Third issue:  refusal to receive additional reports

  1. As I have noted above, the applicant responded to the panel's notice to produce '[a]ny information you consider relevant' by bringing reports of Dr Hardcastle, Dr Adams and Dr Fitch to the panel.  He placed the reports on his lap when he took a seat before the panel and informed the panel that he had reports that he wanted to produce.  The panel chair said that the panel was not permitted to accept the further reports. 

  2. The applicant challenged the manner in which the panel dealt with these reports in two ways.

Failure to have regard to mandatory relevant considerations

  1. First, the applicant contended that the panel failed to take into account a mandatory relevant consideration by failing to have regard to the reports the applicant sought to produce. 

  2. An allegation that a decision-maker failed to have regard to a relevant consideration is an allegation that the decision-maker failed to have regard to a matter which the empowering legislation requires the decision‑maker to consider as a condition for the valid exercise of the relevant statutory power.[59] 

    [59] Minister for Aboriginal Affairs v Peko-Wallsend Ltd (1986) 162 CLR 24, 39 - 40; A v Corruption and Crime Commissioner [2013] WASCA 288; (2013) 306 ALR 491 [88] - [90].

  3. No such requirement is expressly stated in relation to documents which the panel requires a worker to produce to it under s 145D(2)(c) of the Act.  I doubt whether there is a proper basis for implying a duty of the panel to consider such documents.  The documents produced might be entirely irrelevant to the questions referred to a panel for its determination.

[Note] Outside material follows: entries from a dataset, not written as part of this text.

PR #797, opened 2026-03-16
chore: remove LRO workarounds for policy revokeIssuer and activateBYOR

HangyiWang:
The `revoke_issuer` and `activate_byor` methods previously contained try/except workarounds to handle a backend issue where the ADR returned 200 OK responses without a status field in the LRO operation status body. 
This caused the Azure SDK's ARMPolling to fail with OperationFailed, even though the operation had succeeded. 
The ADR backend has since been fixed — the operation status endpoint now returns `{"status": "Succeeded", "percentComplete": 100.0, ...}` in the final 200 response, which ARMPolling handles correctly. 
image

### DIFF
--- a/azext_iot/adr/providers/policy.py
+++ b/azext_iot/adr/providers/policy.py
@@ -8,7 +8,6 @@ from typing import Dict, Optional
 
 from azure.cli.core.azclierror import AzureResponseError, ResourceNotFoundError
 from azure.core.exceptions import HttpResponseError
-from knack.log import get_logger
 from rich.console import Console
 
 from azext_iot.adr.common import (
@@ -20,7 +19,6 @@ from azext_iot.adr.providers.base import ADRProvider
 from azext_iot.common.utility import wait_for_terminal_state
 
 console = Console()
-logger = get_logger(__name__)
 
 
 class PolicyProvider(ADRProvider):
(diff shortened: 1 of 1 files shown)


digimaun (approved):

cheatsheet1999 (approved):

zzcodework (approved):

azext_iot/adr/providers/policy.py
```diff
@@ -171,21 +169,7 @@ def revoke_issuer(self, policy_name: str, namespace_name: str, resource_group_na
                 namespace_name=namespace_name,
                 policy_name=policy_name,
             )
-            try:
-                wait_for_terminal_state(poller, **kwargs)
-            except HttpResponseError as e:
-                # The backend returns 200 OK with an empty body when the LRO completes,
-                # but ARMPolling expects a "status" or "provisioningState" field in the
```
zzcodework, line 178: I assume the new api version added the status field and fixed this backend service issue, but curious how the previous api version was able to pass review and checks, since the status field is a standard and required (i assume) property?

HangyiWang: The API version didn't change. It's still `2026-03-01-preview`. The backend team fixed the response on their service side — they started including `["status": "Succeeded"]` in the operation status response without bumping the API version. This is a bug fix to conform to an existing contract, not a new API version.

The ARM LRO status field requirement is enforced at runtime by the ARM polling client (azure-core SDK), not at API spec review time. The API spec (Swagger) likely defined the operation status response correctly, but the actual service implementation didn't populate the status field. API spec reviews check the spec, not the runtime behavior — so the gap between spec and implementation went unnoticed.

For resource operations ARM LRO polling responses on the `/operationStatuses/` endpoint, the validation is less strict — the response goes through to the client, and it's the client-side ARMPolling that fails when it can't find status field.

HangyiWang: Issue clarifications: when the CLI called `revokeIssuer` or `activateBYOR` on the ADR backend, the operation itself succeeded, but the LRO operation status endpoint (GET `.../operationStatuses/...`) returned a 200 OK response without a "status" field in the body. The Azure SDK's ARMPolling client expects `{"status": "Succeeded"}` in the 200 body to know the operation is done — without it, it throws `OperationFailed` even though nothing actually failed.

Now ADR backend put the `status` in the response.

PR #799, opened 2026-03-23
fix: send non-nullable disable property in device revoke request

HangyiWang:
**Problem:**
The [Swagger spec](https://github.com/Azure/azure-rest-api-specs/blob/e10841fe5bd4efff452e04ca5f4a2685161b4a2d/specification/deviceregistry/resource-manager/Microsoft.DeviceRegistry/preview/2026-03-01-preview/deviceregistry.json#L5867 ) defines `DeviceCredentialsRevokeRequest.disable` as a non-nullable `boolean` (not required). When the `--disable` flag was omitted by the user, the CLI sent `{"disable": null}` in the request body. 

While the ADR backend accepted the initial POST (202), the `null` value caused the long-running operation to fail during polling with:

```
HttpResponsePayloadAPISpecValidationFailed: Missing required property: result. Paths in payload: '$.result'
```
**Fix:**
Only include `disable` in the request body when explicitly set by the user. When `--disable` is omitted, send `{}` instead of `{"disable": null}`.

The ADR backend also should validate the request payload against the [Swagger spec](https://github.com/Azure/azure-rest-api-specs/blob/e10841fe5bd4efff452e04ca5f4a2685161b4a2d/specification/deviceregistry/resource-manager/Microsoft.DeviceRegistry/preview/2026-03-01-preview/deviceregistry.json#L5867 ) upfront and reject `disable: null` with a clear 400 error on the initial POST, rather than accepting the request and failing silently during the async operation.

### DIFF
--- a/azext_iot/adr/providers/device.py
+++ b/azext_iot/adr/providers/device.py
@@ -86,13 +86,13 @@ class DeviceProvider(ADRProvider):
         device_name: str,
         namespace_name: str,
         resource_group_name: str,
-        disable: Optional[bool] = None,
+        disable: bool = False,
         **kwargs,
     ):
         """Revoke credentials for a device in the namespace."""
         body = {}
-        if disable is not None:
-            body["disable"] = disable
+        if disable:
+            body["disable"] = True
         with console.status(
             f"Revoking credentials for device '{device_name}' in namespace {namespace_name}..."
         ):
--- a/azext_iot/adr/providers/device.py
+++ b/azext_iot/adr/providers/device.py
@@ -90,6 +90,9 @@ class DeviceProvider(ADRProvider):
         **kwargs,
     ):
         """Revoke credentials for a device in the namespace."""
+        body = {}
+        if disable is not None:
+            body["disable"] = disable
         with console.status(
             f"Revoking credentials for device '{device_name}' in namespace {namespace_name}..."
         ):
@@ -97,6 +100,6 @@ class DeviceProvider(ADRProvider):
                 resource_group_name=resource_group_name,
                 namespace_name=namespace_name,
                 device_name=device_name,
-                body={"disable": disable},
+                body=body,
             )
             return wait_for_terminal_state(poller, **kwargs)
--- a/azext_iot/adr/commands_device.py
+++ b/azext_iot/adr/commands_device.py
@@ -55,7 +55,7 @@ def adr_device_revoke(
     device_name: str,
     namespace_name: str,
     resource_group_name: str,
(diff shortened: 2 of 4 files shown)


azext_iot/adr/providers/device.py
```diff
@@ -90,13 +90,16 @@ def revoke(
         **kwargs,
     ):
         """Revoke credentials for a device in the namespace."""
+        body = {}
+        if disable is not None:
```
digimaun: if disable is a flag, this can be a truthy condition to be more pythonic

```
if disable:
  body["disable"] = disable
```
or 
```
if disable:
  body["disable"] = True
```

cheatsheet1999 (approved):
Nice! This makes sense given the swagger defines `disable` as non-nullable. Looks good.

azext_iot/adr/providers/device.py
cheatsheet1999: Also wanted to check on this, would `disable=False` still be sent with this approach?

cheatsheet1999: Got it. Just thinking out loud: since `disable=False` is a valid value for the API, would we want to still send `"disable": false` in that case,  instead of omitting the field?

Otherwise it seems we wouldn't be able to distinguish between "not provided" and "explicitly false".

digimaun: You are right, leave it as is.

HangyiWang: @cheatsheet1999  So `disable=false` should be sent in the device update command or explicit device disable during revoke, not device revoke by default. According to the Swagger spec, it’s optional, so ideally no request body should be sent when invoking the device revoke command.

HangyiWang: @digimaun Let me update it. We shouldn't keep 3 values including `None` for the disable flag.

Elsie4ever (approved):

azext_iot/adr/providers/device.py
HangyiWang: @digimaun changed to pythonic way. The --disable flag is either present (sends {"disable": true}) or absent (sends {}). No false value is ever sent, which aligns with the Swagger — disable is a boolean property in the request body, and we only include it when the user wants to disable.

digimaun (approved):

azext_iot/adr/providers/device.py
zzcodework: ADR API spec allows nullable, but their service code is having issues if the property is omitted, as a workaround, the CLI must always send a value.

PR #802, opened 2026-03-27
chore: adjust CMS device integration test

HangyiWang:
- Switch test region from canary to Prod
- Change `--attributes` parameter type from `Dict` to `str` to support clearing with empty string
- Fix device integration test assertions to access fields under ARM `properties` envelope
- Run revoke before clear-policy to avoid re-assignment
- Remove version/thumbprint assertions from revoke (tested; not changed by backend)

image

### DIFF
--- a/azext_iot/adr/providers/device.py
+++ b/azext_iot/adr/providers/device.py
@@ -57,10 +57,10 @@ class DeviceProvider(ADRProvider):
         if attributes is not None:
             if isinstance(attributes, str):
                 if attributes == "":
-                    parsed_attributes = None
+                    attributes = None
                 else:
-                    parsed_attributes = cast(Dict[str, Any], shell_safe_json_parse(attributes))
-            inner_props["attributes"] = parsed_attributes
+                    attributes = shell_safe_json_parse(attributes)
+            inner_props["attributes"] = attributes
         if policy_resource_id is not None:
             if policy_resource_id == "":
                 inner_props["policy"] = None
--- a/azext_iot/adr/providers/device.py
+++ b/azext_iot/adr/providers/device.py
@@ -4,7 +4,7 @@
 # Licensed under the MIT License. See License.txt in the project root for license information.
 # --------------------------------------------------------------------------------------------
 
-from typing import Any, Dict, Optional, cast
+from typing import Dict, Optional
 
 from knack.log import get_logger
 from rich.console import Console
--- a/azext_iot/adr/providers/device.py
+++ b/azext_iot/adr/providers/device.py
@@ -4,7 +4,7 @@
 # Licensed under the MIT License. See License.txt in the project root for license information.
 # --------------------------------------------------------------------------------------------
 
-from typing import Dict, Optional
+from typing import Any, Dict, Optional, cast
 
 from knack.log import get_logger
 from rich.console import Console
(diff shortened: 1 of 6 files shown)


azext_iot/adr/providers/device.py
digimaun: I guess here its Optional[str] as well, but then we can add a type annotation on the assignment from `shell_safe_json_parse` to Dict[str, any] e.g.  on line 62

`attributes: Dict[str, any] = shell_safe_json_parse(attributes)`

HangyiWang: Sure fixed.

azext_iot/adr/providers/device.py
```diff
@@ -56,7 +56,10 @@ def update(
             inner_props["operatingSystemVersion"] = operating_system_version
         if attributes is not None:
             if isinstance(attributes, str):
-                attributes = shell_safe_json_parse(attributes)
+                if attributes == "":
+                    attributes = None
+                else:
+                    attributes = shell_safe_json_parse(attributes)
```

  4. The applicant relies on the decision of Neave JA, with whom other members of the court agreed, in Ryan v The Grange at Wodonga Pty Ltd.[60]In that case Neave JA observed that a panel constituted under Victorian legislation is bound to consider the worker's answers to questions and the documents submitted by the worker when forming its opinion. 

    [60] Ryan v The Grange at Wodonga Pty Ltd [2015] VSCA 17 [60]; see also Milwain v Sim [2009] VSC 75; (2009) 31 VAR 53 [28].

  5. That conclusion was drawn from the provisions of a different Act and, so far as it concerned documents produced by a worker, was not necessary for the court's decision in that case.  In these circumstances it is not necessary for me to be satisfied that the view expressed in Ryan is plainly wrong before departing from it.[61]  However, the terms of the Victorian legislation were very similar to s 145D of the Act.  The observations of three judges of the Victorian Court of Appeal are obviously entitled to very considerable respect.

    [61] Contrast Farah Constructions Pty Ltd v Say-Dee Pty Ltd [2007] HCA 22; (2007) 230 CLR 89 [135].

  6. In my view the second argument advanced by the applicant on this issue (considered below) provides a clearer basis for finding that the panel in the present case committed jurisdictional error in refusing to receive the medical reports which the applicant had been required to produce.  It is, therefore, not necessary for me to decide whether the valid performance of the panel's function is conditioned by a requirement that the panel have regard to documents produced under s 145D(2)(c) of the Act.

Misapprehension of powers

  1. Secondly, the applicant contends that jurisdictional error arose because the panel misconceived the nature of the functions it was performing in relation to the matters it was entitled to consider.  The applicant contends that the reports which the applicant produced were relevant to the panel's determination of the referred questions.  The applicant contends that it was open to the panel to consider those additional medical reports.  The applicant submits that, by regarding itself as precluded from considering the reports, the panel misconceived the nature and limits of the power it was exercising by misconstruing the Act. 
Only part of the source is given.